Do you train with a heart rate monitor?

They can be a useful tool to let you know what your actual effort is while you are working out, keeping you honest when you are trying to run fast and making sure you don’t overdo things when you are trying to stay slow.

Heart rate monitors are much more accurate at telling you your level of exertion than merely looking at the time it takes you to cover a specific distance. They will take into account all factors, such as hills, heat, how much sleep you got, how well you’ve been eating, and motivated you are during any specific run.

Of course, if you don’t know what the numbers refer to then you will have trouble interpreting the data. In fact, if you aren’t using an accurate and individualized scale, then you might even hurt your workouts by running too fast or too slow based on your own needs.

Most heart rate training involves running at a percentage of your max heart rate, which is the fastest that your heart can beat in any given minute. The most common way to calculate your max heart rate is to subtract your age from 220.

There is no formula that you can use that will accurately tell you your maximum heart rate. When I was in my teens I could get my heart rate into the 230s and even in my 30s can still get into the low 200 beats per minute.

Rather than using a general formula, I recommend that you find your effective max by actually elevating your heart rate during a workout. It isn’t very easy but this is just a periodic test that you can do to see where you are at.

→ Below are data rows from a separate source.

PR #149, opened 2020-02-25
[KEYCLOAK-13090] Add support for adding extra Environment Variables

roberth1988:
Hi Guys,

the follow up PR will contain changes to be able to define custom Environment-Variables within the CRD.

For example sometimes you need to pass these things:

```
...
- name: PROXY_ADDRESS_FORWARDING
   value: "true"
- name: WILDFLY_LOGLEVEL
   value: DEBUG
- name: KEYCLOAK_LOGLEVEL
   value: DEBUG
- name: JDBC_PARAMS
   value: "?prepareThreshold=0&autoCommit=false"
...
```

 and even more which is not possible yet.

### DIFF
--- a/pkg/model/keycloak_deployment.go
+++ b/pkg/model/keycloak_deployment.go
@@ -27,7 +27,7 @@ func GetServiceEnvVar(suffix string) string {
 }
 
 func getKeycloakEnv(cr *v1alpha1.Keycloak, dbSecret *v1.Secret) []v1.EnvVar {
-	return []v1.EnvVar{
+	defaultEnv := []v1.EnvVar{
 		// Database settings
 		{
 			Name:  "DB_VENDOR",
@@ -124,6 +124,17 @@ func getKeycloakEnv(cr *v1alpha1.Keycloak, dbSecret *v1.Secret) []v1.EnvVar {
 			Value: "/var/run/secrets/kubernetes.io/serviceaccount/*.crt",
 		},
 	}
+
+	if len(cr.Spec.ExtraEnv) > 0 {
+		for k, v := range cr.Spec.ExtraEnv {
+			defaultEnv = append(defaultEnv, v1.EnvVar{
+				Name: k,
+				Value: v,
+			})
+		}
+	}
+
+	return defaultEnv
 }
 
 func KeycloakDeployment(cr *v1alpha1.Keycloak, dbSecret *v1.Secret) *v13.StatefulSet {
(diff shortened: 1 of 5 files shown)


pkg/model/keycloak_deployment.go
```diff
@@ -124,6 +124,17 @@ func getKeycloakEnv(cr *v1alpha1.Keycloak, dbSecret *v1.Secret) []v1.EnvVar {
 			Value: "/var/run/secrets/kubernetes.io/serviceaccount/*.crt",
 		},
 	}
+
+	if len(cr.Spec.ExtraEnv) > 0 {
+		for k, v := range cr.Spec.ExtraEnv {
+			defaultEnv = append(defaultEnv, v1.EnvVar{
+				Name: k,
```
golangcibot: File is not `gofmt`-ed with `-s` (from `gofmt`)
```suggestion
				Name:  k,
```

slaskawi:
Having in mind recent discussion in [KEYCLOAK-12409](https://issues.redhat.com/browse/KEYCLOAK-12409), I think the argumentation for rejecting this Pull Request is similar. Supporting things like `PROXY_ADDRESS_FORWARDING` or using custom JDBC Connection URL should be implemented as core functionality of the Operator. Modifying Environment Variables to do that is not the right approach.

@stianst If you agree with me, please close this Pull Request.

stianst:
+1 Operator should have a more opinionated approach, and any configuration provided should be very simple and high-level. There's also the fact that the Operator under the covers right now uses Keycloak images as well as RH-SSO images, where environment variables in the two are not consistent, so you need an "abstraction". In the future we will also introduce support for a Keycloak.X which will not have the same environment variables. The Operator should not have "use at your own risk" type of configuration options.

andrew-waters:
@slaskawi @stianst is there a tracking ticket to enable this in the operator? We're facing issues with a new install (and new experience) with Keycloak.

The issue we have is that we use an external IngressRoute (Traefik 2.0) which selects the `keycloak-discovery` service created by the operator. That allows us to load the dashboard but connections to the `/auth` endpoint result in JS errors:

```
Mixed Content: The page at 'https://<domain>/auth/admin/master/console/' was loaded over HTTPS, but requested an insecure script 'http://<domain>/auth/js/keycloak.js?version=me0et'. This request has been blocked; the content must be served over HTTPS.
```

The way around this as I read it is to set `PROXY_ADDRESS_FORWARDING` to true which this PR allowed according to the description. Can you advise on what the best approach is (happy to move to another issue if preferable)

PR #150, opened 2020-03-06
KEYCLOAK-13018: Ensure state contains the correct user

JameelB:
The `FindUserByUsername` function returns the first user which contains the string specified in the search query. Since this function is used for managing the state of a KeycloakUser, if a KeycloakUser was created or deleted with a username that is a substring of a user that already exists in the realm and is the first result of that query, it will update or delete that user instead.

Example: 
1. `test-admin` already exists in the realm
2. A new KeycloakUser custom resource was created with the username `test`
3. This will update `test-admin` with the `test` user's details.
4. The `test` KeycloakUser custom resource status is set to reconciled.

The following changes ensures that the user found by this function returns the user that matches the correct username. The parameter to the request `search=%s` was also changed to `username=%s` to filter users by username instead of all the fields.

## JIRA ID
[KEYCLOAK-13018](https://issues.redhat.com/browse/KEYCLOAK-13018)
This is also tracked in the Integreatly board: [INTLY-5813](https://issues.redhat.com/browse/INTLY-5813)

## Additional Information
Steps to reproduce this bug in RHMI can be found in [INTLY-5813](https://issues.redhat.com/browse/INTLY-5813)

## Verification Steps
1. Run the keycloak operator locally
2. Create users in a realm
3. Create a user by creating a KeycloakUser CR that has a username which is a substring of an existing user in the realm.
4. Ensure that the user is created successfully and that the existing user(s) was not updated.
5. Ensure the KeycloakUser CR of the newly created user has the correct id
6. Delete the KeycloakUser CR created in step 3.
7. Ensure that the user was deleted successfully
8. Ensure no other users were deleted from the realm.

## Checklist:
- [ ] Verified by team member
- [ ] Automated Tests

### DIFF
--- a/pkg/common/client.go
+++ b/pkg/common/client.go
@@ -38,11 +38,11 @@ type Client struct {
 type T interface{}
 
 // Generic create function for creating new Keycloak resources
-func (c *Client) create(obj T, resourcePath, resourceName string) error {
+func (c *Client) create(obj T, resourcePath, resourceName string) (string, error) {
 	jsonValue, err := json.Marshal(obj)
 	if err != nil {
 		logrus.Errorf("error %+v marshalling object", err)
-		return nil
+		return "", nil
 	}
 
 	req, err := http.NewRequest(
@@ -52,7 +52,7 @@ func (c *Client) create(obj T, resourcePath, resourceName string) error {
 	)
 	if err != nil {
 		logrus.Errorf("error creating POST %s request %+v", resourceName, err)
-		return errors.Wrapf(err, "error creating POST %s request", resourceName)
+		return "", errors.Wrapf(err, "error creating POST %s request", resourceName)
 	}
 
 	req.Header.Set("Content-Type", "application/json")
@@ -61,12 +61,12 @@ func (c *Client) create(obj T, resourcePath, resourceName string) error {
 
 	if err != nil {
 		logrus.Errorf("error on request %+v", err)
-		return errors.Wrapf(err, "error performing POST %s request", resourceName)
+		return "", errors.Wrapf(err, "error performing POST %s request", resourceName)
 	}
 	defer res.Body.Close()
 
 	if res.StatusCode != 201 && res.StatusCode != 204 {
-		return fmt.Errorf("failed to create %s: (%d) %s", resourceName, res.StatusCode, res.Status)
+		return "", fmt.Errorf("failed to create %s: (%d) %s", resourceName, res.StatusCode, res.Status)
 	}
 
 	if resourceName == "client" {
@@ -74,22 +74,24 @@ func (c *Client) create(obj T, resourcePath, resourceName string) error {
 		fmt.Println("user response ", string(d))
 	}
 
-	return nil
+	location := strings.Split(res.Header.Get("Location"), "/")
+	uid := location[len(location)-1]
+	return uid, nil
 }
 
-func (c *Client) CreateRealm(realm *v1alpha1.KeycloakRealm) error {
+func (c *Client) CreateRealm(realm *v1alpha1.KeycloakRealm) (string, error) {
 	return c.create(realm.Spec.Realm, "realms", "realm")
 }
 
-func (c *Client) CreateClient(client *v1alpha1.KeycloakAPIClient, realmName string) error {
+func (c *Client) CreateClient(client *v1alpha1.KeycloakAPIClient, realmName string) (string, error) {
 	return c.create(client, fmt.Sprintf("realms/%s/clients", realmName), "client")
 }
 
-func (c *Client) CreateUser(user *v1alpha1.KeycloakAPIUser, realmName string) error {
+func (c *Client) CreateUser(user *v1alpha1.KeycloakAPIUser, realmName string) (string, error) {
 	return c.create(user, fmt.Sprintf("realms/%s/users", realmName), "user")
 }
 
-func (c *Client) CreateFederatedIdentity(fid v1alpha1.FederatedIdentity, userID string, realmName string) error {
+func (c *Client) CreateFederatedIdentity(fid v1alpha1.FederatedIdentity, userID string, realmName string) (string, error) {
 	return c.create(fid, fmt.Sprintf("realms/%s/users/%s/federated-identity/%s", realmName, userID, fid.IdentityProvider), "federated-identity")
 }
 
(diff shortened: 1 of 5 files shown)


pkg/common/client.go
```diff
@@ -179,15 +179,18 @@ func (c *Client) FindUserByEmail(email, realm string) (*v1alpha1.KeycloakAPIUser
 }
 
 func (c *Client) FindUserByUsername(name, realm string) (*v1alpha1.KeycloakAPIUser, error) {
-	result, err := c.get(fmt.Sprintf("realms/%s/users?first=0&max=1&search=%s", realm, name), "user", func(body []byte) (T, error) {
+	result, err := c.get(fmt.Sprintf("realms/%s/users?username=%s", realm, name), "user", func(body []byte) (T, error) {
```
matskiv: This API endpoint has a max field with a default of 100.
Docs: https://www.keycloak.org/docs-api/9.0/rest-api/index.html#_getusers

We should pass it to get all results. Maybe `0` value will work.

slaskawi: In Keycloak there's a unique constraint on username (see [this piece of the code](https://github.com/keycloak/keycloak/blob/b478472b3578b8980d7b5f1642e91e75d1e78d16/model/jpa/src/main/resources/META-INF/jpa-changelog-2.5.0.xml#L82)). So gathering all users doesn't make sense to me as you will either get 1 entity back or nothing.

So I would prefer to put `first=0&max=1` back or use `search` instead of `username`.

stianst:
Would it not be better if the Operator added the ID of the user to the User CR after it has been created? That way the Operator knows it is managing the correct user, and not just some user that happens to have the same username. 

Bear in mind that username can be mutable, so in theory someone could change the username, which then allows someone else to use the previously used username, resulting in the Operator "managing" the wrong user.

pkg/common/client.go
JameelB: @slaskawi Even if the username has a unique constraint, it doesn't stop it from being a substring of another username/containing another username in it. 

The problem with using `max=1` is that the API `username` or `search` filter seems to return all users that contains the specified string. The first result of this request isn't necessarily the correct user even if the username is unique.

I would agree with @stianst suggestion of adding the uid to the User CR. This way we're ensuring that the correct user is always returned especially if the username value can be changed.

matskiv: @slaskawi From the observed behavior it seemed like the API endpoint we use here^ is using this query:
https://github.com/keycloak/keycloak/blob/93a1374558643ee31e717c1dfacecb8ab8d95f68/model/jpa/src/main/java/org/keycloak/models/jpa/entities/UserEntity.java#L47-L48
and the query uses `like` instead of exact matching.

JameelB: @matskiv Looks like `max=0` doesn't disable this but rather just sets the maximum result to 0, being an empty list. I've set it to `max=-1` instead.

JameelB:
@stianst I'm trying to figure out the best way of getting the user `ID` back to the KeycloakUser CR. 
The create user endpoint doesn't seem to return any info on the user it has created. I also tried passing in an id as a field to the request but Keycloak doesn't seem to take it into account and generates an id for the new user anyway. 

We could call `FindUserByUsername` directly after creating a user which should give us the user id. By this time, no one should have had a chance to change the username yet. We can then add that onto the KeycloakUser CR status and use this ID to get the User in future requests. wdyt? 

However, it would be great to return the user id of a created user in the response. This would make it easier to put this info back to the KeycloakUser CR. Would it be possible to add this change to the API?

slaskawi:
@JameelB When you create a user, you should get a User ID Back from Keycloak. See this piece of the code: https://github.com/keycloak/keycloak/blob/master/services/src/main/java/org/keycloak/services/resources/admin/UsersResource.java#L138

stianst:
It is returned in the Location header - kinda awkward, but it's there ;)

JameelB:
Thanks @slaskawi @stianst I see it there now :smile: I've just been looking at the response body all this time

pkg/common/client_test.go
```diff
@@ -100,9 +123,12 @@ func TestClient_CreateUser(t *testing.T) {
 	// given
 	user := getDummyUser()
 	realm := getDummyRealm()
+	dummyUserId := "dummy-user-id"
```
golangcibot: var `dummyUserId` should be `dummyUserID` (from `golint`)

pkg/common/client_test.go
```diff
@@ -100,9 +123,12 @@ func TestClient_CreateUser(t *testing.T) {
...
 
 	handler := http.HandlerFunc(func(w http.ResponseWriter, req *http.Request) {
 		assert.Equal(t, fmt.Sprintf(UserCreatePath, realm.Spec.Realm.Realm), req.URL.Path)
+		locationUrl := fmt.Sprintf("http://dummy-keycloak-host/%s", UserGetPath)
```
golangcibot: var `locationUrl` should be `locationURL` (from `golint`)

JameelB:
@stianst @slaskawi I've update this PR with the requested changes.

- The generic create function for the Keycloak client now returns the resource id.
- This id should now be added to the KeycloakUser custom resource after creation.
- Updated the function which reads the user state to get the user by ID `GetUser` instead of finding the user by username `FindUserByUsername`.
- I've left the changes I've made to `FindUserByUsername` since I believe this change is still valid.

JameelB:
@stianst @slaskawi Can we get a follow up on this when you get the time?

pkg/common/client_test.go
```diff
@@ -115,11 +141,13 @@ func TestClient_CreateUser(t *testing.T) {
 	}
 
 	// when
-	err := client.CreateUser(user, realm.Spec.Realm.Realm)
+	uid, err := client.CreateUser(user, realm.Spec.Realm.Realm)
 
 	// then
 	// correct path expected on httptest server
 	assert.NoError(t, err)
+
```
slaskawi: Please remove this empty line.

pb82:
:eyes:

pkg/common/cluster_actions.go
```diff
@@ -114,14 +114,22 @@ func (i *ClusterActionRunner) CreateRealm(obj *v1alpha1.KeycloakRealm) error {
 	if i.keycloakClient == nil {
 		return errors.New("cannot perform realm create when client is nil")
 	}
-	return i.keycloakClient.CreateRealm(obj)
+
+	if _, err := i.keycloakClient.CreateRealm(obj); err != nil {
```
pb82: We don't really need the if here, could be just:
```
_, err := i.keycloakClient.CreateRealm(obj);
return err
```

JameelB:
@pb82 @slaskawi I've updated this PR with the requested changes. I've also squashed the commit with the JIRA prefix on it.

pkg/common/cluster_actions.go
```diff
@@ -187,7 +198,10 @@ func (i *ClusterActionRunner) AssignRealmRole(obj *v1alpha1.KeycloakUserRole, us
 	if i.keycloakClient == nil {
 		return errors.New("cannot perform role assign when client is nil")
 	}
-	return i.keycloakClient.CreateUserRealmRole(obj, realm, userID)
+
+	_, err := i.keycloakClient.CreateUserRealmRole(obj, realm, userID)
+	return err
+
```
golangcibot: unnecessary trailing newline (from `whitespace`)

pb82:
@slaskawi Looks good from my side. Verified locally. Creating users works as expected and the ID is added to the spec.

  1. Warm up for 15 to 20 minutes (easy)
  2. 3×800m w/90 seconds recovery (hard)
  3. 2 or 3×400m w/30 seconds recovery (as fast as possible)
  4. Cool down for 15 to 20 minutes (easy)

Start the workout with a light warm up, such as a 15 or 20 minute jog.
The workout itself will be more effective if you can find a steep hill, but for safety reasons I recommend going to a track where it is easy to go fast without having to worry as much about dodging obstacles or traffic.

The 800 meter repeats should be performed at a very good pace, but will not be all out. You should find that 90 seconds of rest will be more than enough to recover before starting the next one. At the beginning of each rest period, check your heart rate to see what it gets up to.

After the 800s, run 2 or 3 by 400 meters as fast as you can, with only 30 seconds rest. Check your heart rate as soon as you finish each repeat, unless your heart rate monitor tracks your max for you in which case you don’t need to look. These 400 meter repeats are going to be very difficult, because you will be tired from running the 800s and will not be getting enough rest to recover in between each repeat.

Finish up with 15 to 20 minutes easy recovery jogging. Whatever you got your heart rate up to is a much better indication of around where your max is than the old formula of 220 minus your age.